Sources: chapters on normalisation in the OSCA book, the Hemberg group materials and sctransform.

Initial methods

  • In scaling normalization, the “normalization factor” is an estimate of the library size relative to the other cells.

  • Steps usually include:

    • computation of a cell-specific ‘scaling’ or ‘size’ factor
      • that represents the relative bias in that cell
    • division of all counts for the cell by that factor to remove that bias.
  • Assumption: any cell specific bias will affect genes the same way.

Examples

CPM: convert raw counts to counts-per-million (CPM)

  • for each cell
  • by dividing counts by the library size then multiplying by 1.000.000.
  • does not address compositional bias caused by highly expressed genes that are also differentially expressed between cells.

DESeq’s size factor

  • For each gene, compute geometric mean across cells.
  • For each cell
    • compute for each gene the ratio of its expression to its geometric mean,
    • derive the cell’s size factor as the median ratio across genes.
  • Not suitable for sparse scRNA-seq data as the geometric mean is computed on non-zero values only.

Deconvolution

Deconvolution strategy Lun et al 2016:

Steps:

  • compute scaling factors,
  • apply scaling factors

sctransform

With scaling normalisation a correlation remains between the mean and variation of expression (heteroskedasticity).

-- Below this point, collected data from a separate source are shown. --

PR #785, opened 2026-07-20
Add event loop utilization to default metrics

bugprone:
Replacement for #518 as discussed there, keeping Ivan Tymoshenko credited as commit co-author.

Adds `nodejs_eventloop_utilization_summary` and `nodejs_eventloop_utilization_histogram` to the default metrics, sampled on an unref'd interval so a blocked event loop is still accounted for (the interval, buckets, percentiles, and summary window are configurable via `collectDefaultMetrics` options).

Beyond the rebase of #518 onto current main:

- aligned the config key name `eventLoopUtilizationPercentiles` across code, types, and README (the code previously read `eventLoopUtilizationSummaryPercentiles` while docs and types said otherwise)
- dropped the `perf_hooks` availability guard and the Node 10 test skip, both dead code now that Node.js >= 22 is required
- fixed the stale `node/no-unsupported-features` eslint disable that no longer resolves under the current lint setup

Full suite passes locally: 544 tests across 29 suites, lint and TypeScript compile clean.

Closes #518

### DIFF
--- a/lib/metrics/eventLoopUtilization.js
+++ b/lib/metrics/eventLoopUtilization.js
@@ -1,0 +1,91 @@
+'use strict';
+
+const Summary = require('../summary');
+const Histogram = require('../histogram');
+
+const { performance } = require('perf_hooks');
+
+// Reported always.
+const NODEJS_EVENTLOOP_UTILIZATION_SUMMARY =
+	'nodejs_eventloop_utilization_summary';
+
+const NODEJS_EVENTLOOP_UTILIZATION_HISTOGRAM =
+	'nodejs_eventloop_utilization_histogram';
+
+const DEFAULT_ELU_HISTOGRAM_BUCKETS = [
+	0.01, 0.05, 0.1, 0.25, 0.5, 0.6, 0.7, 0.75, 0.8, 0.9, 0.95, 0.99, 1,
+];
+
+const DEFAULT_ELU_SUMMARY_PERCENTILES = [
+	0.01, 0.05, 0.5, 0.9, 0.95, 0.99, 0.999,
+];
+
+module.exports = (registry, config = {}) => {
+	const eventLoopUtilization = performance.eventLoopUtilization;
+
+	const namePrefix = config.prefix ? config.prefix : '';
+	const labels = config.labels ? config.labels : {};
+	const labelNames = Object.keys(labels);
+	const registers = registry ? [registry] : undefined;
+
+	const ageBuckets = config.eventLoopUtilizationAgeBuckets
+		? config.eventLoopUtilizationAgeBuckets
+		: 5;
+
+	const maxAgeSeconds = config.eventLoopUtilizationMaxAgeSeconds
+		? config.eventLoopUtilizationMaxAgeSeconds
+		: 60;
+
+	const percentiles = config.eventLoopUtilizationPercentiles
+		? config.eventLoopUtilizationPercentiles
+		: DEFAULT_ELU_SUMMARY_PERCENTILES;
+
+	const summary = new Summary({
+		name: namePrefix + NODEJS_EVENTLOOP_UTILIZATION_SUMMARY,
+		help: 'Ratio of time the event loop is not idling in the event provider to the total time the event loop is running.',
+		maxAgeSeconds,
+		ageBuckets,
+		percentiles,
+		registers,
+		labelNames,
+	});
+
+	const buckets = config.eventLoopUtilizationBuckets
+		? config.eventLoopUtilizationBuckets
+		: DEFAULT_ELU_HISTOGRAM_BUCKETS;
+
+	const histogram = new Histogram({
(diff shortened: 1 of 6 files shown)


lib/metrics/eventLoopUtilization.js
```diff
@@ -0,0 +1,91 @@
...
+];
+
+const DEFAULT_ELU_SUMMARY_PERCENTILES = [
+	0.01, 0.05, 0.5, 0.9, 0.95, 0.99, 0.999,
+];
+
+module.exports = (registry, config = {}) => {
+	const eventLoopUtilization = performance.eventLoopUtilization;
+
+	const namePrefix = config.prefix ? config.prefix : '';
```
jdmarshall: These should be nullish checks, which will avoid problems with things being initialized to falsey values. and avoid profligate use of ternaries.

```
	const namePrefix = config.prefix ?? '';
```

lib/metrics/eventLoopUtilization.js
```diff
@@ -0,0 +1,91 @@
...
+
+	const histogram = new Histogram({
+		name: namePrefix + NODEJS_EVENTLOOP_UTILIZATION_HISTOGRAM,
+		help: 'Ratio of time the event loop is not idling in the event provider to the total time the event loop is running.',
+		buckets,
+		registers,
+		labelNames,
+	});
+
+	const intervalTimeout = config.eventLoopUtilizationTimeout || 100;
```
jdmarshall: config.eventLoopUtilizationTimeout ?? 100;

test/metrics/eventLoopUtilizationTest.js
```diff
@@ -0,0 +1,106 @@
...
+
+			const le1Bucket = eluHistogramMetric.values[bucketsCount - 2];
+			expect(le1Bucket.labels.le).toEqual(1);
+			expect(le1Bucket.value).toEqual(count.value);
+		}
+	});
+});
+
+async function blockEventLoop(ratio, ms) {
+	const frameMs = 1000;
```
jdmarshall: This is a long time for a unit test. Can we make it 100ms slices and still get the sort of fidelity we are looking for? I don't really want to see an unit test go above 1 second, and ideally they are a half a millisecond apiece.

If you've ever done code flow using the watch feature you know that slow tests throw your groove off once you have more than a handful.

lib/metrics/eventLoopUtilization.js
bugprone: Done in e36e847 — switched all the config defaults in this file to `??` (the two you flagged plus ageBuckets/maxAgeSeconds/percentiles/buckets, which had the same falsey-override problem). One note: `??` now lets an explicit `0` timeout through, which would make `timeMs / intervalTimeout` infinite in the sampling loop — happy to clamp it if you'd like.

lib/metrics/eventLoopUtilization.js
bugprone: Done in e36e847.

test/metrics/eventLoopUtilizationTest.js
bugprone: Done in e36e847 — 100ms slices, 800ms total. Ran it 10 times in a row to check fidelity: all passed with the ELU delta well inside the 0.05 tolerance, and the test now finishes in ~0.8s.

jdmarshall:
Oh boy. This is already covered by lib/metrics/eventLoopLag.js but using different metric types.

And confusingly, this metric is much older than the associated ticket. Why do we want both? And if some people want both, perhaps the feature to eliminate unwanted defaults should also land with this feature.

bugprone:
As I understand it, ELU and lag complement each other. ELU shows how busy the loop is before lag starts to spike. That was also the motivation in #506. But you know this project much better than I do. If you think lag is enough, I'm fine closing this. If you want the exclude option first, I can work on that.

jdmarshall:
I have few opinions at present on the default metrics and am mostly going on feedback from others. 

Oh, you’re right. I talked myself into this one and then talked myself back out again. They both do an immediate call and measure the latency but they are reporting separate metrics otherwise.

test/metrics/eventLoopUtilizationTest.js
```diff
@@ -0,0 +1,112 @@
+'use strict';
+
+const { setTimeout: sleep } = require('timers/promises');
+const register = require('../../index').register;
+const elu = require('../../lib/metrics/eventLoopUtilization');
+const { eventLoopUtilization } = require('perf_hooks').performance;
+
+describe('eventLoopUtilization', () => {
+	beforeAll(() => {
```
jdmarshall: A beforeEach would suffice here.

jdmarshall (approved):

test/metrics/eventLoopUtilizationTest.js
bugprone: Done.

PR #786, opened 2026-07-21
fix(types): export MetricObjectWithValues, MetricValue and related types

milcho0604:
`Registry.getMetricsAsJSON()` returns `MetricObjectWithValues<MetricValue<string>>[]`, and the per-metric `get()` methods return `MetricObjectWithValues<...>`, but those types — along with the base `MetricObject` and `MetricValueWithName` — are not exported from `index.d.ts`.

As a result, consumers cannot name the return type of these public methods and have to fall back to workarounds like `Awaited<ReturnType<Registry['getMetricsAsJSON']>>`.

This exports the four types, consistent with the ~20 other public types already exported from the same declaration file. No behavior change, declaration-only.

- `npm run compile-typescript` passes.
- `prettier --check index.d.ts` passes.
- Verified a consumer can now `import { MetricObjectWithValues, MetricValue } from 'prom-client'` and annotate the `getMetricsAsJSON()` result.

### DIFF
--- a/CHANGELOG.md
+++ b/CHANGELOG.md
@@ -40,6 +40,7 @@ This release marks our first release under the Prometheus umbrella.
 - perf: Stat aggregation uses similar strategy to collection. 60% faster aggregation
 - chore: Add copyright license headers and test
 - Make cluster and worker-thread metric aggregation order deterministic
+- Export `MetricObject`, `MetricObjectWithValues`, `MetricValue` and `MetricValueWithName` from the TypeScript definitions
 
 ### Added
 
--- a/index.d.ts
+++ b/index.d.ts
@@ -279,7 +279,7 @@ export enum MetricType {
 
 type CollectFunction<T> = (this: T) => void | Promise<void>;
 
-interface MetricObject {
+export interface MetricObject {
 	name: string;
 	help: string;
 	type: MetricType;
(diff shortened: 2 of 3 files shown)


jdmarshall:
I think some TS unit tests would be great here.

milcho0604:
Thanks for taking a look, and good call on wanting test coverage.

One honest caveat I ran into while adding it: because TypeScript resolves top-level types in *type position* even without the `export` keyword, a compile-only test can't actually assert the `export` itself — removing `export` from these types still type-checks. So I couldn't write a test that fails purely on the export being dropped.

What I did add to `test/typescript.ts` is a usage example that names the return types of `getMetricsAsJSON()`, `getMetricsAsArray()`, and `Metric#get()` via the now-exported type names. It exercises the intended public surface and will catch the types being removed, renamed, or reshaped, and it's compiled by `tsc --project .` in CI.

For context, the real value of the explicit `export` here is discoverability rather than a compile fix: exported symbols are what IDE auto-import suggests and what API-doc tooling (typedoc/api-extractor) surfaces, so consumers can `import { MetricObjectWithValues }` intentionally instead of relying on TS's non-exported-type leniency. Happy to adjust the test if you'd prefer a different shape.

jdmarshall (approved):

This affects downstream dimensionality reduction as the few main new dimensions are usually correlated with library size.

sctransform addresses the issue by:

  • regressing library size out of raw counts
  • providing residuals to use as normalized and variance-stabilized expression values

sctransform

Variables

  • model the expression of each gene as a negative binomial random variable with a mean that depends on other variables

  • which model the differences in sequencing depth between cells

  • and used as independent variables in a regression model

Regression

  • fit model parameters for each gene

  • combine data across genes using the relationship between gene mean and parameter values to fit parameters

  • transform each observed UMI count into a Pearson residual

    • ~ number of standard deviations away from the expected mean
  • expect mean of 0 and stable variance across the range of expression

sctransform

Example of the transformation outcome for two genes:

  • UMI counts and pearson residuals against library size
  • with expected UMI counts in pink

Recap

Early methods developed for bulk RNA-seq are not appropriate for sparse scRNA-seq data.

Simpler, faster scaling methods are ok for clustering.

The deconvolution method draws information from pools of cells to derive cell-based scaling factors that account for composition bias.

The sctransform method uses sequencing depth and information across genes to stabilise expression variance across the expression range.